The geology of the Gambia is defined by thick and comparatively recent sequences of sediments and sedimentary rocks, deposited in the last 66 million years. The country is underlain almost entirely by geologically recent Cenozoic sedimentary rocks. Much deeper basement rocks are likely present, although they are not well understood. Most research has focused on oil and groundwater exploration.

==Stratigraphy==
The oldest rock units recognized in the west of the country, along the Gambia River are sandstones and kaolinitic claystones from the Oligocene, Miocene or Pliocene. Ironstone, including iron oxides, gravel, clay and sand dating to the Pleistocene are found in the east of the Gambia, while coastal sands, salt, silt and clay are common dating to the Holocene.

==Hydrogeology==
The British Geological Survey reports that the Gambia has extensive surface water which is rarely used for drinking water. At the mouth of river, high salinity is a problem in surface water supplies. The shallow sand aquifer encompasses almost the entire country, made up of Holocene sediments and an underlying, partially confined Pliocene aquifer. The sand aquifer ranges between five and 25 meters thick. The country also has a deep sandstone aquifer, with fossil water as much as 40,000 years confined at depths of 250 to 450 meters.
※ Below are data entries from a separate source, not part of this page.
PR #14, opened 2020-01-14
Rename TFloat/TDouble to TFloat32/TFloat64

karllessard:
As voted by the SIG, we change the datatype names to be closer to [those used in Python](https://www.tensorflow.org/api_docs/python/tf/dtypes/DType?version=stable) rather than trying to match them with a Java primitive type.


saudet:
Was there a reason we couldn't name those without a "T" in prefix like Float32, Float64, etc? Why can't we do that? It sounds a lot nicer.

karllessard:
> Was there a reason we couldn't name those without a "T" in prefix like Float32, Float64, etc? Why can't we do that? It sounds a lot nicer.

See reply in group thread: https://groups.google.com/a/tensorflow.org/d/msg/jvm/Zp362xTQahc/Ho6iUEJfAgAJ

PR #15, opened 2020-01-14
Add 16-bit float tensor types

karllessard:
This PR shows how to make use of `DataLayouts` to implement new tensor data types not directly supported by Java primitive types. It adds 2 new tensor types to the Java bindings: `TFloat16` and `TBFloat16`. The former implements the IEEE-754 half-precision floating-point specification while the latter is for truncated 32-bit floats, called "Brain float-16". 

In addition, you'll notice that the PR also include a lot of javadoc updates, which is a work continuously in progress.


Craigacp:
Javadoc looks good.

saudet:
Intel capitalizes it "Bfloat16" so it might be better to do it like that here as well?
https://software.intel.com/en-us/download/bfloat16-hardware-numerics-definition
There are also more instances of "Bfloat16" than "BFloat16" in TensorFlow's main repository,
but it's not too clear cut...

BTW, again, why do we need to prefix all those types with "T"? What's wrong with just `Float16`, etc?

Craigacp:
I think the prefixing helps to distinguish them from things that implement `Number`. At the moment they are more like tag types to make things flow through the type system properly rather than data carriers.

karllessard:
For the prefix, please see my reply in the group thread as this question has been asked in many different places :) https://groups.google.com/a/tensorflow.org/d/msg/jvm/Zp362xTQahc/Ho6iUEJfAgAJ

For the `BFloat16` vs `Bfloat16`, I'm fine with both as well so let's follow @samuel suggestion then, I'll rename it.

karllessard:
What about `TUInt8` vs `TUint8`? Again, both are used in TF core.

karllessard:
Haha, worst, all of `QUInt8`, `QUint8` and `Quint8` are present in TF.

I guess if we go with `TBfloat16`, we should apply the same pattern of capitalizing only the first letter for all types. It looks like that is what the `Go` client is doing. So if everyone is ok, I'll make the change for `TUint8` as well.

PR #16, opened 2020-01-16
String tensor charsets and raw bytes

karllessard:
In previous implementation, UTF-8 character encoding was forced for all string tensors. Furthermore, it was not possible to work directly with sequences of raw bytes.

This PR adds the ability for a user to select which charset to use when encoding/decoding values from a tensor. It is also possible now to read directly the raw bytes of a string tensor and/or to create a tensor from an array of raw bytes. For example:
```java
NdArray<String> strings = NdArrays.vectorOfObjects("Pretty", "vacant");

Tensor<TString> utf8Tensor = TString.copyOf(strings);  // encodes using default UTF-8 charset
assertEquals("Pretty", utf8Tensor.data().getObject(0));  // decodes using default UTF-8 charset

Charset charset = StandardCharsets.UTF_16;
Tensor<TString> utf16Tensor = TString.copyOf(charset, strings); // encodes using UTF-16 charset
assertEquals("Pretty", utf16Tensor.data().use(charset).getObject(0));  // decodes using UTF-16 charset

NdArray<byte[]> utf16Bytes = utf16Tensor.data().asBytes();  // returns raw bytes of the UTF-16 tensor
assertEquals("Pretty", new String(utf16Bytes.getObject(0), charset));

Tensor<TString> utf16TensorCopy = TString.copyOfBytes(utf16Bytes);  // create a tensor from raw bytes
```
Also added to this PR is a safety catch of any exception that might occur when implicitly initializing the data of a tensor, which releases the tensor memory in case of failure.

### DIFF
--- a/pom.xml
+++ b/pom.xml
@@ -36,6 +36,7 @@
   </modules>
 
   <properties>
+    <project.build.sourceEncoding>ASCII</project.build.sourceEncoding>
     <maven.compiler.source>1.8</maven.compiler.source>
     <maven.compiler.target>1.8</maven.compiler.target>
     <junit.version>4.12</junit.version>
--- a/tensorflow-core/tensorflow-core-api/src/main/java/org/tensorflow/Tensor.java
+++ b/tensorflow-core/tensorflow-core-api/src/main/java/org/tensorflow/Tensor.java
@@ -26,6 +26,7 @@ import java.nio.IntBuffer;
 import java.nio.LongBuffer;
 import java.util.Arrays;
 import java.util.HashMap;
+import java.util.function.Consumer;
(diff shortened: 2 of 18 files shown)


Craigacp:
Looks good. It's a pity there isn't a place to store the charset in the Java Tensor object.

karllessard:
> Looks good. It's a pity there isn't a place to store the charset in the Java Tensor object.

We could but that would only work for tensors that we allocate ourselves. If your string tensor is, let say, the result of an operation or a graph execution, then its charset won't be automatically set.

Therefore, it's better to have a consistent behaviour where the user must know the charset to use in all cases.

Out of a total storage of 650,000 cubic meters only 80,000 cubic meters is believed to be potable.

==Natural resource geology==
Petroleum geologists have launched several thousand kilometers of seismic surveys throughout the basin in search of hydrocarbons, but exploration has so far been unsuccessful. In the 1950s, mining began for beach sands rich in titanium, containing large concentrations of ilmenite, zircon, rutile and gangue minerals. The country has large deposits of glass-grade sand that have not been mined.